Top of Given data

PR #408, opened 2015-05-12
fix exception thrown when X-Hub-Signature header missing

jonmoter:
example error: https://zendesk.airbrake.io/projects/95346/groups/1415261459885533031

/cc @zendesk/runway

### Risks
 - None

### DIFF
--- a/app/controllers/integrations/github_controller.rb
+++ b/app/controllers/integrations/github_controller.rb
@@ -16,7 +16,7 @@ class Integrations::GithubController < Integrations::BaseController
       request.body.tap(&:rewind).read
     )
 
-    Rack::Utils.secure_compare(request.headers['X-Hub-Signature'], "sha1=#{hmac}")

Bottom of Given data

### Exercise
Word for word, print the listing above once more.

### Answer to this exercise
PR #408, opened 2015-05-12
fix exception thrown when X-Hub-Signature header missing

jonmoter:
example error: https://zendesk.airbrake.io/projects/95346/groups/1415261459885533031

/cc @zendesk/runway

### Risks
 - None

### DIFF
--- a/app/controllers/integrations/github_controller.rb
+++ b/app/controllers/integrations/github_controller.rb
@@ -16,7 +16,7 @@ class Integrations::GithubController < Integrations::BaseController
       request.body.tap(&:rewind).read
     )
 
-    Rack::Utils.secure_compare(request.headers['X-Hub-Signature'], "sha1=#{hmac}")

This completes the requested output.